In the past we have looked at using OpenVZ for container virtualization on Linux. OpenVZ is great as it allows you to run compartmentalized “servers” within an operating system so you can separate systems, much like running virtual machines on a host system.

With OpenVZ, you can get the benefits of virtualization without the overhead.

The downside of OpenVZ is that it isn’t in the mainline kernel.
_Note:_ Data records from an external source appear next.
PR #242, opened 2023-11-13
Bump adani version to 0.14

Radonirinaunimi:
Bumping `adani` version to `v0.14` fixes errors when building the wheel (on some platforms) according to PEP 517.


pyproject.toml
```diff
@@ -43,7 +43,7 @@ numba = "^0.57.0"
 eko = "^0.13.4"
 pandas = "^1.3.0"
 rich = "^12.4.4"
-adani = "^0.13"
+adani = "^0.14"
```
niclaurenti, line 46: Just to make you know: I've also pushed 0.14.1 that has also mac wheels

niclaurenti (approved):

pyproject.toml
Radonirinaunimi: Thanks! Updated mine [68eb5ee](https://github.com/NNPDF/yadism/pull/242/commits/68eb5ee318cc9fc2ff986043f7f307dac38a6551) and everything still works fine, so this is very good.

AleCandido (approved):

pyproject.toml
felixhekhorn: do you want to pin v0.14.1? i.e. putting it here?

PR #245, opened 2023-11-18
Extend benchmarks

giacomomagni:
This PR is to add FFNS to Apfel++ benchmarks.

### DIFF
--- a/src/yadmark/benchmark/external/apfelpy_utils.py
+++ b/src/yadmark/benchmark/external/apfelpy_utils.py
@@ -17,6 +17,69 @@ MAP_HEAVINESS = {
 }
 
 
+def map_apfelpy_sf(init, observables, fns):
+    """Get required structure function.
+
+    Parameters
+    ----------
+    init: ap.initializers
+        Apfel++ initializers
+    observables: dict
+        observables runcard
+    fns: str
+        flavor number scheme
+
+    Returns
+    -------
+        Apfel++ structure function initalizer
+    """
+    MAP_ZM_CC = {
+        "F2m": init.InitializeF2CCMinusObjectsZM,
+        "FLm": init.InitializeFLCCMinusObjectsZM,
+        "F3m": init.InitializeF3CCMinusObjectsZM,
+        "F2p": init.InitializeF2CCPlusObjectsZM,
+        "FLp": init.InitializeFLCCPlusObjectsZM,
+        "F3p": init.InitializeF3CCPlusObjectsZM,
+    }
+
+    MAP_ZM_NC = {
+        "F2": init.InitializeF2NCObjectsZM,
+        "FL": init.InitializeFLNCObjectsZM,
+        "F3": init.InitializeF3NCObjectsZM,
+        "g1": init.Initializeg1NCObjectsZM,
+        "gL": init.InitializegLNCObjectsZM,
+        "g4": init.Initializeg4NCObjectsZM,
+    }
+
+    MAP_FFNS_NC = {
+        "F2": init.InitializeF2NCObjectsMassive,
+        "FL": init.InitializeFLNCObjectsMassive,
+    }
+    MAP_FFNS0_NC = {
+        "F2": init.InitializeF2NCObjectsMassiveZero,
+        "FL": init.InitializeFLNCObjectsMassiveZero,
+    }
+
+    if observables["prDIS"] == "CC":
+        projectile_pids = {
+            "electron": 11,
+            "positron": -11,
+            "neutrino": 12,
+            "antineutrino": -12,
+        }
+        if projectile_pids[observables["ProjectileDIS"]] > 0:
+            apfelpy_structure_functions = MAP_ZM_CC
+    else:
+        if fns == "ZM-VFNS":
+            apfelpy_structure_functions = MAP_ZM_NC
+        elif fns == "FFNS":
+            apfelpy_structure_functions = MAP_FFNS_NC
+        elif fns == "FFNS0":
+            apfelpy_structure_functions = MAP_FFNS0_NC
+
+    return apfelpy_structure_functions
+
+
 def couplings(ap, pids, proc_type, obs_name):
     """Return the corresponding coupling given a process type and an observable.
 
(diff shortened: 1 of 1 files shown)


src/yadmark/benchmark/external/apfelpy_utils.py
```diff
@@ -334,8 +385,13 @@ def compute_apfelpy_data(theory, observables, pdf):
...
                 tab_sf = tabulate_nc(ap, obs_name, sfobj, NQ, QMin, QMax, thrs)
 
+            # shift convolution for massive
+            eta = 1.0
+            if fns == "FFNS":
+                m_h = masses[3] if heaviness == "charm" else masses[4]
+                eta = Q2 / (Q2 + 4 * m_h**2)
             # compute the actual result
-            result = tab_sf.EvaluatexQ(x, np.sqrt(Q2))
+            result = tab_sf.EvaluatexQ(x / eta, np.sqrt(Q2))
```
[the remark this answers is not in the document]
giacomomagni: okay I copied the syntax, from apfel++ ...

AleCandido:
About the naming issue, I remember that we were often calling the `x_eval` (current name) `chi`, after some paper.
In particular, K&S, if I remember correctly, meaning that was more intrinsic-related nomenclature. But we could apply to massive as well.

However, it's just a random remark, actually `x_eval` is pretty explicit.

src/yadmark/benchmark/external/apfelpy_utils.py
```diff
@@ -17,6 +17,69 @@
...
+            apfelpy_structure_functions = MAP_ZM_CC
+    else:
+        if fns == "ZM-VFNS":
+            apfelpy_structure_functions = MAP_ZM_NC
+        elif fns == "FFNS":
+            apfelpy_structure_functions = MAP_FFNS_NC
+        elif fns == "FFNS0":
+            apfelpy_structure_functions = MAP_FFNS0_NC
+
+    return apfelpy_structure_functions
```
AleCandido, line 80: Small improvement to the code: early returns

```suggestion
        if projectile_pids[observables["ProjectileDIS"]] > 0:
            return MAP_ZM_CC
    else:
        if fns == "ZM-VFNS":
            return MAP_ZM_NC
        if fns == "FFNS":
            return MAP_FFNS_NC
        if fns == "FFNS0":
            return MAP_FFNS0_NC
```

AleCandido: In principle, you could define the various maps in place (they are used only once), and they even have the wrong case, since they are not constants (they depend on `init`).

The other option would be to define them as top-level functions, that take `init` as a parameter and return the mapping.

src/yadmark/benchmark/external/apfelpy_utils.py
```diff
@@ -17,6 +17,69 @@
...
+        "FL": init.InitializeFLNCObjectsMassiveZero,
+    }
+
+    if observables["prDIS"] == "CC":
+        projectile_pids = {
+            "electron": 11,
+            "positron": -11,
+            "neutrino": 12,
+            "antineutrino": -12,
+        }
```
AleCandido, line 69: Instead, this is actually a constant (and could be defined top-level).

src/yadmark/benchmark/external/apfelpy_utils.py
```diff
@@ -3,9 +3,9 @@
 from eko import basis_rotation as br
 
 # Q2 knots specs
-NQ = 250
+NQ = 1200
 QMin = 1
-QMax = 200
+QMax = 100
```
AleCandido, line 9: Is there a reason to fix these values here, and not accepting them as input?

(moreover, if they are constants they have the wrong case)

AleCandido (commented):
Mostly potential style improvements

src/yadmark/benchmark/external/apfelpy_utils.py
felixhekhorn: this actually reveals a hole in the definition: what happens if `projectile_pids[observables["ProjectileDIS"]] > 0` yields False?

src/yadmark/benchmark/external/apfelpy_utils.py
giacomomagni: oh this was committed by mistake, no reason to change them.

src/yadmark/benchmark/external/apfelpy_utils.py
```diff
@@ -226,55 +287,42 @@ def compute_apfelpy_data(theory, observables, pdf):
...
     # Map Yadism observables to Apfel++ Objects
-    init = ap.initializers
-    if observables["prDIS"] == "CC":
-        projectile_pids = {
-            "electron": 11,
-            "positron": -11,
-            "neutrino": 12,
-            "antineutrino": -12,
-        }
-        if projectile_pids[observables["ProjectileDIS"]] > 0:
```
giacomomagni, line 251: @Radonirinaunimi if `projectile_pids` do we crash here right ?

src/yadmark/benchmark/external/apfelpy_utils.py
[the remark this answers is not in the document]
felixhekhorn: your fix [781ed78](https://github.com/NNPDF/yadism/pull/245/commits/781ed78e1926c9d1592aa07e3831788351d526e5) actually only renames eta :upside_down_face: but I wanted to shift the division inside the `if` (sorry github would not let me suggest the right code, because he thinks there were deleted lines - I'm wondering if I should file a bug report against github ...)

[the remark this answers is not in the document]
giacomomagni: I see sorry.

src/yadmark/benchmark/external/apfelpy_utils.py
```diff
@@ -332,10 +383,15 @@ def compute_apfelpy_data(theory, observables, pdf):
...
                     theory["XIF"],
                 )
-                tab_sf = tabulate_nc(ap, obs_name, sfobj, NQ, QMin, QMax, thrs)
+                tab_sf = tabulate_nc(ap, obs_name, sfobj, NQ, QMIN, QMAX, thrs)
 
+            # shift convolution for massive
+            x_eval = x
+            if fns == "FFNS":
+                m_h = masses[3] if heaviness == "charm" else masses[4]
+                x_eval = x / (Q2 / (Q2 + 4 * m_h**2))
```
felixhekhorn, line 392:
```suggestion
                eta = Q2 / (Q2 + 4 * m_h**2)
                x_eval = x / eta
```

felixhekhorn (approved):

src/yadmark/benchmark/external/apfelpy_utils.py
```diff
@@ -16,6 +16,69 @@
...
+    }
+    MAP_FFNS0_NC = {
+        "F2": init.InitializeF2NCObjectsMassiveZero,
+        "FL": init.InitializeFLNCObjectsMassiveZero,
+    }
+
+    if observables["prDIS"] == "CC":
+        if PROJECTILE_PIDS[observables["ProjectileDIS"]] > 0:
+            return MAP_ZM_CC
+        return ValueError(f"{observables['ProjectileDIS']} not available in Apfel++")
```
AleCandido, line 73: It's not strictly an error, but I guess you wanted 
```suggestion
        raise ValueError(f"{observables['ProjectileDIS']} not available in Apfel++")
```

AleCandido (approved):

src/yadmark/benchmark/external/apfelpy_utils.py
Radonirinaunimi: Sorry for the late reply! It doesn't come to me right away why exactly this was just passed previously (as opposed to not forced to raise an exception), to be fully certain I will test this tomorrow and check (I will also review this PR alongside).

Radonirinaunimi: I have looked into this and now everything comes back, to be more exact in the error raised I'd print out the following message instead as the current one implies that it is not possible to get it from `APFEL++`:
```python
raise ValueError(f"Benchmarks not implemented for CC {observables['ProjectileDIS']} ")
```

Radonirinaunimi (approved):
Everything looks good to me!

PR #247, opened 2023-11-28
Fix singlet channel in heavylight

felixhekhorn:
- the only relevant change is line 330
- Python `range(1,nf+1)`  will run up to and including nf
- this make the singlet part also symmetric to here https://github.com/NNPDF/yadism/blob/66fcaf9aed079f43f6a68cb6bf536a5cea6397ad/src/yadism/coefficient_functions/light/kernels.py#L111
- this only has an impact for flavoured observables at NNLO

### DIFF
--- a/src/yadism/coefficient_functions/kernels.py
+++ b/src/yadism/coefficient_functions/kernels.py
@@ -1,3 +1,8 @@
+"""Coefficient function kernels.
+
+Kernels are a combination of the coupling structure (which parton with which weight)
+and the respective 'raw' mathematical coefficient function.
+"""
 import copy
 import importlib
 from numbers import Number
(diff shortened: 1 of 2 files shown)


src/yadism/coefficient_functions/kernels.py
```diff
@@ -323,11 +321,13 @@ def generate_single_flavor_light(esf, nf, ihq):
...
-
+    ns_partons = {}
     ns_partons[ihq] = w
     ns_partons[-ihq] = w if not is_pv else -w
-    ch_av = w / (nf) if not is_pv else 0.0
-    for pid in range(1, nf):
+    ch_av = w / nf if not is_pv else 0.0  # omitting again *2/2
+    # all quarks from 1 up to and including nf form the singlet
+    s_partons = {}
+    for pid in range(1, nf + 1):
```
felixhekhorn, line 330: This is the only relevant line

giacomomagni: Okay, just to understand the ratio behind this bug.
This line was changed for the last time 2 years ago, so we missed the plus one, 
because before it was included here:

https://github.com/NNPDF/yadism/pull/195/files#diff-07c4c61a53d4e5e440331572095ea2eb341a4bcb4a3f22863449fb6021cd624eL207

felixhekhorn: Unfortunately your link is not working - but yes, the bug was always there since the `generate_single_flavor_light` function was introduced here https://github.com/NNPDF/yadism/commit/b6c352b801cd5361db1b0f20554488b905da21f6 on Jul 12, 2021; you can see also from the removed lines in that commit that before it had the +1 - however, most likely this has no visible effect (to be proven) ... I just stumbled about this while looking for a possible bug

AleCandido: I agree it's a bug, and it could have been generated by confusion over the +/- 1 in the number of light flavors (also the reason why `ihq` is named like that, and not `nhq`).

However, that's kind of historical.
Most likely the dominant reason is that it only affects very mildly the full observable (because it's a piece of a NNLO contribution for a single light quark, only used in certain situations), and it has not been benchmarked in isolation.

giacomomagni (approved):

PR #255, opened 2024-01-18
Add some tutorials

Radonirinaunimi:
For the sake of the paper https://github.com/N3PDF/papers/pull/26, this adds a short tutorial that should only contain the essentials.

As it is right now, this is not ready yet and I will be working on the contents. But are we satisfied with the structure? If so, then I can carry on.

cc @alecandido, @felixhekhorn, @giacomomagni, @RoyStegeman: if there are other aspects to be covered, please suggest and/or feel free to edit directly.


felixhekhorn:
Should we weave (copy) the Como tutorial in here?

Radonirinaunimi:
> Should we weave (copy) the Como tutorial in here?

That might be a good idea. Maybe not the whole tutorial though (?) since most of parts of the tutorial are pre-yadism. Maybe we can just port the part in which we compare with data? So there would be two main sections:
- the current tutorial -> Getting started
- comparison to measurements

Or do you want to really start from the basics->yadism?

felixhekhorn:
> Maybe we can just port the part in which we compare with data?

yes, that should be sufficient

Radonirinaunimi:
> > Maybe we can just port the part in which we compare with data?
> 
> yes, that should be sufficient

Ok, I will add that part here.

giacomomagni:
To remember some TODOs left in the documentation: 

* [ ] TMC, both  for theory section and implementations
* [ ] Describe `kernels`  and `ESFResult`
* [ ] Add something about FFN0 in the theory section and clarify that FONLL is not implemented only by Yadism

PR #373, opened 2024-04-22
Incorporate pisa - part 1

apepper:
Basic version: As soon as `env.PISA_URL` is set, pisa is used.

Extended version: For our preview-deployments and "main" a special `env.ENABLE_PISA_ONLY_ON_PISA_BRANCH` is introduced - in order to have pisa only running on https://pisa.scrivito-portal-app.pages.dev. This env is already set for this project in Cloudflare pages.

Of cause more modules will follow, once we agree on the basic mechanism.


src/Data/pisaClient.ts
```diff
@@ -0,0 +1,14 @@
+import { createApiClient } from 'scrivito'
+import { ensureString } from '../utils/ensureString'
+
+export function pisaUrl(): string {
```
dcsaszar, line 4: * [ ] Currently no external caller uses `pisaUrl()`. Remove `export`?

vite.config.ts
```diff
@@ -15,6 +15,9 @@ export default defineConfig(({ mode }) => {
   const outDir = 'dist'
 
   const PISA_URL = env.PISA_URL
+  const enablePisa = env.ENABLE_PISA_ONLY_ON_PISA_BRANCH
+    ? env.CF_PAGES_BRANCH === 'pisa' && !!PISA_URL
+    : !!PISA_URL
```
dcsaszar, line 20: * [ ] FYI the `enablePisa` logic could be moved to the server setup, e.g., to the "build command" option. This way, we'd be able to hide this very specific condition from the app config.

See https://stackoverflow.com/a/2440950

.circleci/config.yml
```diff
@@ -7,6 +7,8 @@ jobs:
         type: string
     docker:
       - image: cimg/node:18.17
+        environment:
+          PISA_URL: 'some-fake-pisa-url'
```
dcsaszar, line 11: * [ ] Even with the commit message it's unclear what this fake setting is about. I personally never looked at any filesize in the CI environment. Maybe we don't need this or there should be a helpful comment in the config.yml?

dcsaszar (changes requested):
Looks good so far.

vite.config.ts
apepper: Not sure how this would look like.

apepper:
REVIEW ([295a3fc](https://github.com/Scrivito/scrivito-portal-app/pull/373/commits/295a3fcb78c5c33e2ccb4ef71b2a0b26f5aceb2e))

dcsaszar (commented):
See comments.

vite.config.ts
apepper: I went with:
```bash
PISA_URL=$([ "$CF_PAGES_BRANCH" = "pisa" ] && echo $PISA_URL) npm run build
```

.circleci/config.yml
```diff
@@ -8,6 +8,9 @@ jobs:
     docker:
       - image: cimg/node:18.17
         environment:
+          # With a PISA_URL environment variable the build will not contain fake LocalStorage
+          # data classes. Given that it's easier to see the actual package size,
+          # without artificial fake data.
```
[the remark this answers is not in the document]
apepper: I removed the comment and manually added the env `PISA_URL` to our circle CI project.

At least I'm interested in seeing the file-size evolve. Other projects can set this up however they like.

dcsaszar (approved):
LGTM

vite.config.ts
dcsaszar: FYI Another option that came to my mind is a 2nd Pages setup building only the main branch with a different env. This one-time setup would save us from permanently having to duplicate the main branch.

apepper: As far as I know Cloudflare Pages does not allow to create two different applications, that link to the same git repository.

dcsaszar: I see. Very unfortunate.

PR #381, opened 2024-04-23
Incorporate pisa - part 3

apepper:


src/Data/DataIndexResponse.ts
```diff
@@ -0,0 +1,7 @@
+import { RawItem } from './RawItem'
+
+export interface DataIndexResponse {
+  results: RawItem[]
+  count?: number
+  continuation?: string
+}
```
dcsaszar, line 7: * [ ] FYI As long as there are no plans to add non-type exports to things like `DataIndexResponse` and `RawItem` a `Data/types.ts` could make more sense.

src/Data/toClientParams.ts
```diff
@@ -0,0 +1,41 @@
...
+    _order: params.order().length
+      ? params
+          .order()
+          .map((o) => o.join('.'))
+          .join(',')
+      : undefined,
+    _limit: params.limit().toString(),
+    _search: params.search() || undefined,
+    _count: params.includeCount()
+      ? params.includeCount().toString()
```
dcsaszar, line 26: * [ ] FYI `params.includeCount().toString()` is a very elaborate way to say `true`

src/Data/toClientParams.ts
```diff
@@ -0,0 +1,41 @@
...
+type IndexCallback = NonNullable<DataConnection['index']>
+type IndexParams = Parameters<IndexCallback>[0]
+
+interface OperatorSpec {
+  operator: 'equals' | 'notEquals'
+  opCode: 'eq' | 'neq'
+  value: string
+}
+
+export function toClientParams(params: IndexParams) {
```
dcsaszar, line 13: * [ ] Missing a return type.

src/Data/toClientParams.ts
```diff
@@ -0,0 +1,41 @@
...
+    ...toClientFilterParam(params.filters()),
+    _continuation: params.continuation(),
+    _order: params.order().length
+      ? params
+          .order()
+          .map((o) => o.join('.'))
+          .join(',')
+      : undefined,
+    _limit: params.limit().toString(),
+    _search: params.search() || undefined,
```
dcsaszar, line 24: * [ ] FYI Not sure about the `|| undefined`. Looks like a safeguard against accidental empty-string searches, but don't we hide potential application errors with this?

src/Data/toClientParams.ts
```diff
@@ -0,0 +1,41 @@
...
+      ? params.includeCount().toString()
+      : undefined,
+  }
+}
+
+function toClientFilterParam(filters: Record<string, OperatorSpec>) {
+  const params: Record<string, string> = {}
+
+  Object.keys(filters).forEach((name) => {
+    const { opCode, value } = filters[name] as OperatorSpec
```
dcsaszar, line 35: * [ ] FYI We can get rid of casting thanks to `Object.entries`

```ts
Object.entries(filters).forEach(([name, { opCode, value }]) => {
```

src/utils/convertBlobAttributes.ts
```diff
@@ -23,20 +23,23 @@ async function blobToBinary(blob: Blob | File): Promise<{
   dataBase64: string
   filename: string
 
-  // TODO: Remove for pisa
-  contentLength: number
-  contentType: string
-  _id: string
+  contentLength?: number // only needed for "localStorage" fake
+  contentType?: string // only needed for "localStorage" fake
+  _id?: string // only needed for "localStorage" fake
```
dcsaszar, line 28: * [ ] FYI Currently a single headline comment would do.
* [ ] FYI I'd not call it "fake" b/c there are valid use cases for local storage.

src/utils/pisaDataBinaryToUrl.ts
```diff
@@ -0,0 +1,31 @@
+import { pisaClient, pisaUrl } from '../Data/pisaClient'
+import { FullDataBinary } from './dataBinaryToUrl'
+
+export async function pisaDataBinaryToUrl(binary: FullDataBinary) {
```
dcsaszar, line 4: * [ ] Missing return type. However, as long as dataBinaryToUrl is the only importing module, we could move it there as a private helper.

vite.config.ts
```diff
@@ -16,7 +16,7 @@ export default defineConfig(({ mode }) => {
 
   const PISA_URL = env.PISA_URL
   const enablePisa = !!PISA_URL
-  if (enablePisa) console.log('Pisa included in the build.')
+  if (enablePisa) console.log('Pisa is enabled.')
```
dcsaszar, line 19: * [ ] FYI I realized that in practice this message is noisy. Personally I'd like to get rid of it.

dcsaszar (approved):
Nice. Approved b/c mandatory feedback is about specifying return types, which could also be handled in a follow-up.

src/Data/toClientParams.ts
apepper: Why is this needed? The derived types look fine to me.

src/Data/toClientParams.ts
apepper: This code is inspired by the SDK.

src/utils/pisaDataBinaryToUrl.ts
apepper: Same as https://github.com/Scrivito/scrivito-portal-app/pull/381#discussion_r1578102346,

vite.config.ts
apepper: Let's see, if I remove it eventually.

src/Data/toClientParams.ts
dcsaszar: > This code is inspired by the SDK.

I don't understand. If the SDK would autoconvert `''` to `undefined` we wouldn't need this the fallback here at all.

apepper: It's inspired by `js/src/scrivito_sdk/data_integration/create_standard_api_connection.ts#L109`. This is actually the behavior of `provideDataClass` with `restApi`.

PR #393, opened 2024-05-06
Partly baseUrl

apepper:
Reverts `SCRIVITO_PORTAL_APP_ROOT_CONTENT_ID` and `baseUrl` attribute consideration in `scrivitoSites.ts` (as introduced in #388).

Also improves `siteForUrl`.

Closes #389, since this is a different approach to the issue (dropping the functionality).


krishan (approved):
LGTM 

Solves the performance problems.

It won't work under node AFAICS (if it finds no `location`, it just does nothing). But I guess that's fine for now.

PR #395, opened 2024-05-06
Show loading indicator for data widgets

dcsaszar:
PR best viewed with whitespace off.

image

The main purpose is to indicate temporary issues connecting to backends.

As far as I can see we don't have any means of detecting permanent issues, because both known error cases
* PisaSales backend not available (TypeError)
* Not authorized as a user (status 401)

are transparently handled (retried) by the SDK.

One way we could provide more info to the user could be a pessimistic guess:
Add a timeout to the loader component and switch to some form of "Sorry, try again later" message.

### DIFF
--- a/src/Components/Loading.tsx
+++ b/src/Components/Loading.tsx
@@ -2,15 +2,15 @@ import { connect } from 'scrivito'
 import { getCurrentLanguage } from '../utils/currentLanguage'
 
 export const Loading = connect(function Loading() {
+  const message = getMessage()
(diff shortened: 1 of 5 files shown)


apepper (approved):
LGTM ([d0487ee](https://github.com/Scrivito/scrivito-portal-app/pull/395/commits/d0487ee69cd3e94e14c6c9b35acf84fc01f49b03))

Nice 🚀!

PR #399, opened 2024-05-07
CurrentUserDataItem: Show errors to user

apepper:
Screenshot 2024-05-07 at 14 06 16

### DIFF
--- a/src/Data/CurrentUser/CurrentUserDataItem.ts
+++ b/src/Data/CurrentUser/CurrentUserDataItem.ts
@@ -15,7 +15,7 @@ export const CurrentUser = provideDataItem('CurrentUser', {
     try {
       neoletterProfile = await neoletterClient().get('my/profile')
       if (!isNeoletterData(neoletterProfile)) {
-        throw new Error('Neoletter data is not in the expected format')
+        throw new Error('Invalid user profile')
       }
     } catch (error) {
       errorToast('Unable to connect to Neoletter', error)
@@ -80,9 +80,7 @@ async function pisaIds() {
   let whoAmI
   try {
     whoAmI = await pisaClient('whoami').get('')
-    if (!isWhoAmI(whoAmI)) {
-      throw new Error('Whoami data is not in the expected format')
-    }
+    if (!isWhoAmI(whoAmI)) throw new Error('Invalid user ID')
   } catch (error) {
     errorToast('Unable to connect to PisaSales', error)
     throw error


src/Data/CurrentUser/CurrentUserDataItem.ts
```diff
@@ -4,15 +4,22 @@ import { ensureString } from '../../utils/ensureString'
...
-    if (!isNeoletterData(neoletterProfile)) {
-      throw new Error('Neoletter data is not in the expected format')
+    let neoletterProfile
+    try {
+      neoletterProfile = await neoletterClient().get('my/profile')
+      if (!isNeoletterData(neoletterProfile)) {
+        throw new Error('Neoletter data is not in the expected format')
+      }
+    } catch (error) {
+      errorToast('Unable to connect to Neoletter', error)
```
dcsaszar, line 21: * [ ] The important message is that "A technical error occurred". Not sure if it should be passed as an argument. Currently all error toasts are technical errors, so we could move this to the helper instead of repeating it.
* [ ] Given the main message above I'm not sure if we have to pass in both an additional message and the error. It depends on how likely these errors are and how likely a custom message will help the user. "Unable to connect" may even be misleading. Maybe just `error.message` (which is already customizable if needed, like inside the try block) is good enough for technical breakdowns?

src/Data/CurrentUser/CurrentUserDataItem.ts
```diff
@@ -4,15 +4,22 @@ import { ensureString } from '../../utils/ensureString'
...
     if (!user) return {}
 
-    const neoletterProfile = await neoletterClient().get('my/profile')
-    if (!isNeoletterData(neoletterProfile)) {
-      throw new Error('Neoletter data is not in the expected format')
+    let neoletterProfile
+    try {
+      neoletterProfile = await neoletterClient().get('my/profile')
+      if (!isNeoletterData(neoletterProfile)) {
+        throw new Error('Neoletter data is not in the expected format')
```
dcsaszar, line 18: * [ ] Mentioning Neoletter may be confusing to visitors. How about something more neutral like "Invalid user profile" here and "Invalid user ID" for `whoami`?

src/Data/CurrentUser/errorToast.tsx
```diff
@@ -0,0 +1,23 @@
+import { toast } from 'react-toastify'
+import { ClientError } from 'scrivito'
+
+export function errorToast(title: string, error: unknown): void {
+  toast.error(
+    <>
+      <div>{title}</div>
+      {error instanceof ClientError ? (
+        <>
+          <div className="text-small">{error.message}</div>
```
dcsaszar, line 10: * [ ] FYI `<small>{error.message}</small>` also looks good and would even be more sematic.

dcsaszar (changes requested):
Nice so far. See comments for potential simplifications.

src/Data/CurrentUser/errorToast.tsx
```diff
@@ -0,0 +1,23 @@
...
+          <pre className="text-small text-muted">
+            {JSON.stringify(error.details, null, 1)}
```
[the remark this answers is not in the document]
apepper: I would actually like to see this for the regular user. I received already some screenshots, where stuff was not working - but without a console. The error.details would have helped me.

This means you need to run a kernel provided by the OpenVZ project.

By itself this isn’t necessarily a problem, unless you are running an unsupported Linux distribution, and also if you don’t mind a bit of lag from upstream security fixes.

Like OpenVZ, Linux Resource Containers (LXC) provide the ability to run containers that contain processes run within them to isolate them from the host operating system.

The project is part of the upstream kernel, which means that any Linux distribution using kernel 2.6.29 or later will have the kernel-level bits available, without resorting to a third-party to provide it.

For instance, Fedora 12 comes with the appropriate kernel and the user-space tools to use LXC.

To start using LXC, you must install the LXC user-space tools and have an appropriate kernel with LXC support enabled.

On Fedora 12, the kernel is provided and the user-space tools can be installed via:
# yum install lxc

The next step is to make sure the kernel properly supports LXC:
$ lxc-checkconfig

It will provide a list of capabilities; if every capability is listed as “enabled,” LXC is ready to be used with the kernel.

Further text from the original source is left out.